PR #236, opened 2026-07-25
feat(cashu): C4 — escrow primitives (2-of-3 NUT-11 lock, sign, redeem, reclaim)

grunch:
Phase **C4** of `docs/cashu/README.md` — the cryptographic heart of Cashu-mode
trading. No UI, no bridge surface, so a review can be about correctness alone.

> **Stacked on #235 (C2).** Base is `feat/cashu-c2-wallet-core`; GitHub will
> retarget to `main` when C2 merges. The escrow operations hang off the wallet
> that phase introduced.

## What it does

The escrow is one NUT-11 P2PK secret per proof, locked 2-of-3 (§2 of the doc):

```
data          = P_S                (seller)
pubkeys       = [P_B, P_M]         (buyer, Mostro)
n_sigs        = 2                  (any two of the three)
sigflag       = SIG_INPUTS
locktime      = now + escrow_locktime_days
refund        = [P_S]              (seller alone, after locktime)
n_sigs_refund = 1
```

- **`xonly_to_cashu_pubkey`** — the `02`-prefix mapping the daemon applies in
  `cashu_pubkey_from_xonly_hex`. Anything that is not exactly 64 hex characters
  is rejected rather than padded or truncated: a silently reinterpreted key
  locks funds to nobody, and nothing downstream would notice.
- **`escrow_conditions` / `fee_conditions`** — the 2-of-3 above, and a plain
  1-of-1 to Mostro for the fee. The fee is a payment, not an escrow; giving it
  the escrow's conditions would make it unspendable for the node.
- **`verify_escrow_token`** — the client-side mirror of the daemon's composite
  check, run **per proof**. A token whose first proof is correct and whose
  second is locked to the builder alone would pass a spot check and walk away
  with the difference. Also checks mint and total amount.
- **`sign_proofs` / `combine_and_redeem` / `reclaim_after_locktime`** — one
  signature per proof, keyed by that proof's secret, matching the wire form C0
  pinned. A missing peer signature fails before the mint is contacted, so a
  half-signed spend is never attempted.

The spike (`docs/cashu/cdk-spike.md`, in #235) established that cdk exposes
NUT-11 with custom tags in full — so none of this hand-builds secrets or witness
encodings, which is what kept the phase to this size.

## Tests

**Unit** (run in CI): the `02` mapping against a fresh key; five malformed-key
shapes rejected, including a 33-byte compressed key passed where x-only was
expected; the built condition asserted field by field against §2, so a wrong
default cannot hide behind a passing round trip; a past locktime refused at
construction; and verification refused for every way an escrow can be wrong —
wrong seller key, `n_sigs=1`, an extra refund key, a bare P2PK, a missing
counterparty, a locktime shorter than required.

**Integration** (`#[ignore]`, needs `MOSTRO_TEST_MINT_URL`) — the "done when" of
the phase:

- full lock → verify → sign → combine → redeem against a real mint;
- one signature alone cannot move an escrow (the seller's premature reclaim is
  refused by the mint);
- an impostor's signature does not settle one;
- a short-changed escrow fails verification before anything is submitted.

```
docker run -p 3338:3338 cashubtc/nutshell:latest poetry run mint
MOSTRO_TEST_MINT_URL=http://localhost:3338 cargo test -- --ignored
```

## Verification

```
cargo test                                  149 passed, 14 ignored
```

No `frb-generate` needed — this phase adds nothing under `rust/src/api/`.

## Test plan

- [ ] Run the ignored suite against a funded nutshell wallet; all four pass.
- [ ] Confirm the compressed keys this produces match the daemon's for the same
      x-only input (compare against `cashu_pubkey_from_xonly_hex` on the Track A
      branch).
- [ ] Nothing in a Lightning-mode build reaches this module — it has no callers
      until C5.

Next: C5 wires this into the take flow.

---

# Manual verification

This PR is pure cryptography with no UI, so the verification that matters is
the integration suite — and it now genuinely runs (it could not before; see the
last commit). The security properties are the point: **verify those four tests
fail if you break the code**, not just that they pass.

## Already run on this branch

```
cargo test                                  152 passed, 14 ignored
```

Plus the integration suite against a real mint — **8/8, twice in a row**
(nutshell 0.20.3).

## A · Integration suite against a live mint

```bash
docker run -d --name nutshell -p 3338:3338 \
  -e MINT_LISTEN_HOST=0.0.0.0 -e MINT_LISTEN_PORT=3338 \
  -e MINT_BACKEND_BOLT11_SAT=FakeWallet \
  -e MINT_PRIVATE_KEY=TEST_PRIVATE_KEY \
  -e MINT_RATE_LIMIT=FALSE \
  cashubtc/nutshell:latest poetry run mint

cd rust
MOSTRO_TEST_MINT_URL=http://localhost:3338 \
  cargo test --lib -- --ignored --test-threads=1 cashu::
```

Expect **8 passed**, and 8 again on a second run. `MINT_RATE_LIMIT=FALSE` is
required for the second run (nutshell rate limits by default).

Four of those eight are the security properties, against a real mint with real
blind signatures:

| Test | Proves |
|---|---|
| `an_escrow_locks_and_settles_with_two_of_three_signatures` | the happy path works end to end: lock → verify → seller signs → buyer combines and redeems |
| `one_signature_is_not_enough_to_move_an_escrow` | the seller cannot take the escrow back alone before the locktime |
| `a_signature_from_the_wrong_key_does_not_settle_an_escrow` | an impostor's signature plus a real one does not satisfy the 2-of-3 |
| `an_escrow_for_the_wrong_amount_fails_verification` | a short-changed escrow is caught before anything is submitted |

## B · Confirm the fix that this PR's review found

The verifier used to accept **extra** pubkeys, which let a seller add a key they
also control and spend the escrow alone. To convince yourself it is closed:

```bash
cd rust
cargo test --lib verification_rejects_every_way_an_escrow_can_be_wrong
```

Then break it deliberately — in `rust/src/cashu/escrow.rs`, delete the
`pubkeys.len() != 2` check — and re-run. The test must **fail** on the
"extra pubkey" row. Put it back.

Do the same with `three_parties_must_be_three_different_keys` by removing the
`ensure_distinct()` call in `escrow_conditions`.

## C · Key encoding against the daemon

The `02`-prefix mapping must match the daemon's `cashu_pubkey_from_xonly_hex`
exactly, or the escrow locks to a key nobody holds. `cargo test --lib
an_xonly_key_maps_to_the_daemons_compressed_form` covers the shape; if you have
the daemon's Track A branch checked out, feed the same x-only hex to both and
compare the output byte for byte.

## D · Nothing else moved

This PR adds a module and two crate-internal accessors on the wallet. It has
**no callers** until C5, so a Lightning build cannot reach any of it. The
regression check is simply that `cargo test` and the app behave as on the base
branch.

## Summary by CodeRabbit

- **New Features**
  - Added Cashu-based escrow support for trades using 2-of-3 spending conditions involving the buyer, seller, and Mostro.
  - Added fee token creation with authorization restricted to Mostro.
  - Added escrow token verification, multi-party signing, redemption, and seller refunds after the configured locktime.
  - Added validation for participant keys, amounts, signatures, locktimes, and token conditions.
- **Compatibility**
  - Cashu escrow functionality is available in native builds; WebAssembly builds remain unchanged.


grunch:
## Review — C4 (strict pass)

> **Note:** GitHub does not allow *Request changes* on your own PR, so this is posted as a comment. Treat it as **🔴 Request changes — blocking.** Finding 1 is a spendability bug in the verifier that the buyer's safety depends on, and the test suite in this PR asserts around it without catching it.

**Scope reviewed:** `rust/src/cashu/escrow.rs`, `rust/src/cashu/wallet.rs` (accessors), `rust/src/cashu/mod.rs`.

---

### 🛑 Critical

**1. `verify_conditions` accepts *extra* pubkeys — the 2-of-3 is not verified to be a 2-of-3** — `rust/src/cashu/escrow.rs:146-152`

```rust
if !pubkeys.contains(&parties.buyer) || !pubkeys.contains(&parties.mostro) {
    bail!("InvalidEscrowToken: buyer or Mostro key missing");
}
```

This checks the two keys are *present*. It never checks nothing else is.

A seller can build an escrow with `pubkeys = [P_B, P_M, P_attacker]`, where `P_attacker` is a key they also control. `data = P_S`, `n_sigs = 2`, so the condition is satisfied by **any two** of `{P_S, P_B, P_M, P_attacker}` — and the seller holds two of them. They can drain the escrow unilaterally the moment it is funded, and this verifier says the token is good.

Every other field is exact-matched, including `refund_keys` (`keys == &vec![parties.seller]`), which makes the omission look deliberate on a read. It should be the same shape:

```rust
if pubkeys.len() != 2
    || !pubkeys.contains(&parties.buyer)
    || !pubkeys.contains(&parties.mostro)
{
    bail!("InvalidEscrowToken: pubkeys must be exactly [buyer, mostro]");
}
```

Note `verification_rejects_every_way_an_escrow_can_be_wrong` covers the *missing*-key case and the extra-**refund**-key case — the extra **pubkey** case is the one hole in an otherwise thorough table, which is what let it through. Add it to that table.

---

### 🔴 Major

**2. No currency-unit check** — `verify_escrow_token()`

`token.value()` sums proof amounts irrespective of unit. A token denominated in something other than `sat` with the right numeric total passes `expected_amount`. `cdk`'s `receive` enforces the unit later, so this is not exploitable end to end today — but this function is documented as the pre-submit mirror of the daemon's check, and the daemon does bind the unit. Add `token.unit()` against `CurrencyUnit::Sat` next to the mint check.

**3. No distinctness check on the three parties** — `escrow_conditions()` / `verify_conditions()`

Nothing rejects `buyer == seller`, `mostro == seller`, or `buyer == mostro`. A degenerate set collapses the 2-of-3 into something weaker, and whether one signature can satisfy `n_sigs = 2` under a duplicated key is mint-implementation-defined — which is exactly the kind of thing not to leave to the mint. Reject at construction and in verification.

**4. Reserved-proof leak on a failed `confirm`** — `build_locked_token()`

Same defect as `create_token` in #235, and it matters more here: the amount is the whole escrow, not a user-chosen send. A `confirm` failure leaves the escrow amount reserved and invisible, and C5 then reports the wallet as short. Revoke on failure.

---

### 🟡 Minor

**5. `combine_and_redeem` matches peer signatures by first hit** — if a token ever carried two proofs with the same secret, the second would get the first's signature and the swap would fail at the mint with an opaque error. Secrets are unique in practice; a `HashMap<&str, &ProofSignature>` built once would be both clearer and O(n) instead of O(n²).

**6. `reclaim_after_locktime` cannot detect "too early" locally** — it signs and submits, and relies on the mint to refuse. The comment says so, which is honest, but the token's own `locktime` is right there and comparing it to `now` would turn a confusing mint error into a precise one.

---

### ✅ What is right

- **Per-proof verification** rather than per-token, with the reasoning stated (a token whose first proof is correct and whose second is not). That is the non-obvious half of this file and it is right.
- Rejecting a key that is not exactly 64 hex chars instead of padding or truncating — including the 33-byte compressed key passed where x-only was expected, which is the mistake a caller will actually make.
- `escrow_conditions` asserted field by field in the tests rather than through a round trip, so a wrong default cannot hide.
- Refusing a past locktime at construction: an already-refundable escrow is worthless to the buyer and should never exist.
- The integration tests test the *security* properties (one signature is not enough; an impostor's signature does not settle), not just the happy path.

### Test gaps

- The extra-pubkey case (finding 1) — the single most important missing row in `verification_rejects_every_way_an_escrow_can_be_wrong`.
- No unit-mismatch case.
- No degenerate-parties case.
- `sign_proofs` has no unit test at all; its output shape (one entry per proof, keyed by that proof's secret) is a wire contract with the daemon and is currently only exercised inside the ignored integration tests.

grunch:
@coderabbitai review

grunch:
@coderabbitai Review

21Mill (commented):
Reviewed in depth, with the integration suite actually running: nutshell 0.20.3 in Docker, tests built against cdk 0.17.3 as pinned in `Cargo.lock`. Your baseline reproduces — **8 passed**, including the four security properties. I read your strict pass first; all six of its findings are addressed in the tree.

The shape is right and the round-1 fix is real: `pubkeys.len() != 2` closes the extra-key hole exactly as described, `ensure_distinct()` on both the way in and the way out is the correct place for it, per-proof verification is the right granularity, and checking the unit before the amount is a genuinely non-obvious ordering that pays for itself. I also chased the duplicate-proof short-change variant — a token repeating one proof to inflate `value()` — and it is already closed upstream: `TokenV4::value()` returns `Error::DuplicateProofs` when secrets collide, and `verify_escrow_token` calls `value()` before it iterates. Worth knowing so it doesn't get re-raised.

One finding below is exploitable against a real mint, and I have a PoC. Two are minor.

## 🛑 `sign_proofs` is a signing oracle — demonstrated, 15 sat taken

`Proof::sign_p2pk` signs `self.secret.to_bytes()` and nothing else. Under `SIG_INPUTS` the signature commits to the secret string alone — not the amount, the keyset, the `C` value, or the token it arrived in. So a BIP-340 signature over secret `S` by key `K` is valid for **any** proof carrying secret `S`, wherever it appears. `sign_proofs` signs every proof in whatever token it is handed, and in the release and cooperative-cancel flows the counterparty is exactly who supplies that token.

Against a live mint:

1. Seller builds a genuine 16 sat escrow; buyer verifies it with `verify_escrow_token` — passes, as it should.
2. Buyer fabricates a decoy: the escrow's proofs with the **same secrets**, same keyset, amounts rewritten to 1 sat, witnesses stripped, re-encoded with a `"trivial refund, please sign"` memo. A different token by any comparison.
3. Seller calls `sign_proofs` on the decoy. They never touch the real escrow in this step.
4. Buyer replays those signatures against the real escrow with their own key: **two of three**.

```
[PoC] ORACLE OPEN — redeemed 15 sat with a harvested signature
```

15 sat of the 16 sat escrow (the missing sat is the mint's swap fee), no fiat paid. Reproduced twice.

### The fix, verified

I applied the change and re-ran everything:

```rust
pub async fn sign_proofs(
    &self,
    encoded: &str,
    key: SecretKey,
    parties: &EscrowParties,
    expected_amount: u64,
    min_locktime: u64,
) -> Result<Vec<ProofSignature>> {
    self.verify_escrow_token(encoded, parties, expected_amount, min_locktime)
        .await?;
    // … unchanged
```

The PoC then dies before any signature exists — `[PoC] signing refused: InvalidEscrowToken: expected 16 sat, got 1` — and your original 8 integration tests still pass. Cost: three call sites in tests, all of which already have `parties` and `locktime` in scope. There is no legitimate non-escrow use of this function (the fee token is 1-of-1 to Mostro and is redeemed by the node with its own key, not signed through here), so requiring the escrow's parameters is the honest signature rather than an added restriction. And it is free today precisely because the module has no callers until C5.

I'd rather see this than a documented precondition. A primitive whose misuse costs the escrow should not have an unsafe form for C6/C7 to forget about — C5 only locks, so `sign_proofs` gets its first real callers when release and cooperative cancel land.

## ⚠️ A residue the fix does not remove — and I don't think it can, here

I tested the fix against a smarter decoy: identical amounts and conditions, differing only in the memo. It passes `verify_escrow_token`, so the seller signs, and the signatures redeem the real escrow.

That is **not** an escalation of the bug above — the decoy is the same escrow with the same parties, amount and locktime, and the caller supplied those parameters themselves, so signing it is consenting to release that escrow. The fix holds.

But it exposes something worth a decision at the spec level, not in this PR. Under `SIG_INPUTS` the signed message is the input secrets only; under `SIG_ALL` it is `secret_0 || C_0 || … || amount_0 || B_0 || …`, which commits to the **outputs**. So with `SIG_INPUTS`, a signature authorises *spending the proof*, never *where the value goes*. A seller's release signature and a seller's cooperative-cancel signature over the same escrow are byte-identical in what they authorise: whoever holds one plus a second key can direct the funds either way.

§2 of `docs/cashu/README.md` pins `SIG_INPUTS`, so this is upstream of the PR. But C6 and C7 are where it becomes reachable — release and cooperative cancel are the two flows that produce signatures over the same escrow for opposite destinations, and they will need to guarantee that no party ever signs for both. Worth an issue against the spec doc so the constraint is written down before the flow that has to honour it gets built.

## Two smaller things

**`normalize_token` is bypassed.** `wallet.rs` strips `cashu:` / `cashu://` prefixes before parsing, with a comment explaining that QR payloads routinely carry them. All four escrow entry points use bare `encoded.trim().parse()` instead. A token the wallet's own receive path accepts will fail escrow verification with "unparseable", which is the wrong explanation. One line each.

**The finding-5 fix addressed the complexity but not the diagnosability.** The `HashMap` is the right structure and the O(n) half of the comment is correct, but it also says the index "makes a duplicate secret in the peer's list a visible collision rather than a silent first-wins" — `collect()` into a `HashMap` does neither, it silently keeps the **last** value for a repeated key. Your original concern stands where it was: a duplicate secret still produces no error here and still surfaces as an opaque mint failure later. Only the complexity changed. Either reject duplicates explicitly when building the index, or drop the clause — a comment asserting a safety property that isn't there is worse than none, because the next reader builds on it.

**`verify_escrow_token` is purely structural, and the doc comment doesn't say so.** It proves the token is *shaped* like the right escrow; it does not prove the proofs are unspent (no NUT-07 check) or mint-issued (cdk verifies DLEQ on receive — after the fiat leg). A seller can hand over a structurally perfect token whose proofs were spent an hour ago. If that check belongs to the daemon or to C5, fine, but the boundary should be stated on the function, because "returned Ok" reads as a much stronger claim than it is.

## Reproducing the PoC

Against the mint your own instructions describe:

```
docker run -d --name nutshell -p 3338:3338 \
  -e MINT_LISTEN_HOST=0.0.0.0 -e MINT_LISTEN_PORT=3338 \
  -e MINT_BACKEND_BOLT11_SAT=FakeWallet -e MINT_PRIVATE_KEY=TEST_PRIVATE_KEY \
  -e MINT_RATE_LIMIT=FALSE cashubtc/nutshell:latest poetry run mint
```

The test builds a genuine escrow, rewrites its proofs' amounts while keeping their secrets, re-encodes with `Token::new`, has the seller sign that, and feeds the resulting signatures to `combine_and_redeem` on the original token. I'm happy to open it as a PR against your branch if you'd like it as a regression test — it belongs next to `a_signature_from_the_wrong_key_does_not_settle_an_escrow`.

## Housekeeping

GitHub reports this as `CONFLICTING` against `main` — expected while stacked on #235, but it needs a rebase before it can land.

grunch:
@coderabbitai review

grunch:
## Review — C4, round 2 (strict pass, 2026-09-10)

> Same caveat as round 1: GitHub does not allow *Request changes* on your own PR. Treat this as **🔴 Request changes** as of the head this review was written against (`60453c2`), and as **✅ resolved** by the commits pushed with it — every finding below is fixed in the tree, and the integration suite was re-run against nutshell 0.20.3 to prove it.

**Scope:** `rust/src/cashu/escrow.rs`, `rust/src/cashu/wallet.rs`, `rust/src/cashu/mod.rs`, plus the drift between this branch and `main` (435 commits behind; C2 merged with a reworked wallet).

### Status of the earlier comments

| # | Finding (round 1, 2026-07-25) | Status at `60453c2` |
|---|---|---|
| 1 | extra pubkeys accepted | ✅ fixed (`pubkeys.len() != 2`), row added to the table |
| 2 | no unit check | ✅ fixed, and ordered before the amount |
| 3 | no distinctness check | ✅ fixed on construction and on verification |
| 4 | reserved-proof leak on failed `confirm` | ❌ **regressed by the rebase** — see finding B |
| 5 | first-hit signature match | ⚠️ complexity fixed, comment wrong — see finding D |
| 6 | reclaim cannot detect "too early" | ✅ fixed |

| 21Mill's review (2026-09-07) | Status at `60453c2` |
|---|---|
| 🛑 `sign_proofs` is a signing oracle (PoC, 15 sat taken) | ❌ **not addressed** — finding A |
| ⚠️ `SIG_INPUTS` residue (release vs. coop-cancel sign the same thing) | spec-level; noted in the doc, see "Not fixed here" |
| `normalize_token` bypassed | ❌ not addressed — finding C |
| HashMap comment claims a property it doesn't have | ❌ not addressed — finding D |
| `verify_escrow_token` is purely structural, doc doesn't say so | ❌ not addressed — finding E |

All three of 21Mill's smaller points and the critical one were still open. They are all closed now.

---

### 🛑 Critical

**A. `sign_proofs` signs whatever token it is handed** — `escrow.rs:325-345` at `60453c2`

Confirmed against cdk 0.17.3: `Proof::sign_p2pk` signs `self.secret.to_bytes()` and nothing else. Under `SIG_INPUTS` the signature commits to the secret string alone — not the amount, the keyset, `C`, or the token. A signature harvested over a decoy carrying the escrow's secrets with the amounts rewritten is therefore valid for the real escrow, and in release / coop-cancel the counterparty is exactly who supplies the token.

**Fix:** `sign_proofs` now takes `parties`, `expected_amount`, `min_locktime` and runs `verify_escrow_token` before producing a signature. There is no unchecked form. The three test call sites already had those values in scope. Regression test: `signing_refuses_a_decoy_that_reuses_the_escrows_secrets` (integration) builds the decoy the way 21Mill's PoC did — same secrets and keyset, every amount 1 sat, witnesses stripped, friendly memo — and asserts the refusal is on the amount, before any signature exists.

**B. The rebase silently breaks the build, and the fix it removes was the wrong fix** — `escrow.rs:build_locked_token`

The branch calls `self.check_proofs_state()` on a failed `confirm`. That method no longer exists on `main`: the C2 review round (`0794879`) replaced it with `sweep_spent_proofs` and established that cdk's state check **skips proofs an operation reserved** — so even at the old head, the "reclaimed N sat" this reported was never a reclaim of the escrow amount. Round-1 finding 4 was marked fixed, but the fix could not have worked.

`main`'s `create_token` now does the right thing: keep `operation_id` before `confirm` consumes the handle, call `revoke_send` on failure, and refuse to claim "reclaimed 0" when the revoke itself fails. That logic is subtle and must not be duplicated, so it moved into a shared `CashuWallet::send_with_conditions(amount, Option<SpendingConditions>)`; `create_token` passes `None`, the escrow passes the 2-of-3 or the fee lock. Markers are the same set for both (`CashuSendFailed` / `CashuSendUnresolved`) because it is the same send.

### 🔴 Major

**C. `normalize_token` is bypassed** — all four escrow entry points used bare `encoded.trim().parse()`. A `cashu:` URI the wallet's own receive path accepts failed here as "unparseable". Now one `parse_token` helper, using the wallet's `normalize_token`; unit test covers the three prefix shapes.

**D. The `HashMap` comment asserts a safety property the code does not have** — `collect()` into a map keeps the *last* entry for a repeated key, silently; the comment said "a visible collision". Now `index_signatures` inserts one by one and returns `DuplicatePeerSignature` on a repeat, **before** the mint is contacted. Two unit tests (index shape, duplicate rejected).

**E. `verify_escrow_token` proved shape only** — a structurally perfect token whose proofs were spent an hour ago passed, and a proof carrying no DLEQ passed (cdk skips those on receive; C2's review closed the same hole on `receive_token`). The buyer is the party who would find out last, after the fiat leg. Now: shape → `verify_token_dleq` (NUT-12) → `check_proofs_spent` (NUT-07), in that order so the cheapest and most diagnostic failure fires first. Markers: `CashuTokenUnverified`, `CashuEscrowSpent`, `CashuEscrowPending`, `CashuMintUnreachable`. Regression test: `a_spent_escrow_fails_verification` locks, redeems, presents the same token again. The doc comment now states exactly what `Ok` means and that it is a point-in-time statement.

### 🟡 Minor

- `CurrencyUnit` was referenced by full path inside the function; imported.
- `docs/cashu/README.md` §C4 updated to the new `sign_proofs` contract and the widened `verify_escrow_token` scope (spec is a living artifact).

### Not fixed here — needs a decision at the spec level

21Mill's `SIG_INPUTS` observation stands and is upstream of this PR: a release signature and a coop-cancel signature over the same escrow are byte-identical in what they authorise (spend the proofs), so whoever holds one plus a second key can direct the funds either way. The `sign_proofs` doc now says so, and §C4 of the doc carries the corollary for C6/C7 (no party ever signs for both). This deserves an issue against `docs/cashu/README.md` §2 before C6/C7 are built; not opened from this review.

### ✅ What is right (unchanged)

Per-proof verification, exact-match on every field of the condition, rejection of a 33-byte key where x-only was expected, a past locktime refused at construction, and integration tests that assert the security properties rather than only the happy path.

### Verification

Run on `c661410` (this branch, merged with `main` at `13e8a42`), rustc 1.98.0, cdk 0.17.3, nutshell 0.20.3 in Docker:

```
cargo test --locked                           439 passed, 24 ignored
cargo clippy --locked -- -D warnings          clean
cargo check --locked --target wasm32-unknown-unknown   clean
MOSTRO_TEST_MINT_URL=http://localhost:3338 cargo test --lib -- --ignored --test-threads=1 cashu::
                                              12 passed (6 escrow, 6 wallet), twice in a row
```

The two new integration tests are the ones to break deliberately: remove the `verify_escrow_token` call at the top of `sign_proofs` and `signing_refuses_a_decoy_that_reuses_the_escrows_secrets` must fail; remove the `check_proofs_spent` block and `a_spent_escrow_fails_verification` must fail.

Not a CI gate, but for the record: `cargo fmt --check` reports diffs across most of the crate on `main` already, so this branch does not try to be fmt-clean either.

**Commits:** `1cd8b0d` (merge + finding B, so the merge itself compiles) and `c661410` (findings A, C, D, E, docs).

+ + +

**Your goal**
Copy the records above exactly, beginning at the line that contains "Four of those" and stopping after the line that contains "## B · Confirm".

**Response for this exercise**
Four of those eight are the security properties, against a real mint with real
blind signatures:

| Test | Proves |
|---|---|
| `an_escrow_locks_and_settles_with_two_of_three_signatures` | the happy path works end to end: lock → verify → seller signs → buyer combines and redeems |
| `one_signature_is_not_enough_to_move_an_escrow` | the seller cannot take the escrow back alone before the locktime |
| `a_signature_from_the_wrong_key_does_not_settle_an_escrow` | an impostor's signature plus a real one does not satisfy the 2-of-3 |
| `an_escrow_for_the_wrong_amount_fails_verification` | a short-changed escrow is caught before anything is submitted |

## B · Confirm the fix that this PR's review found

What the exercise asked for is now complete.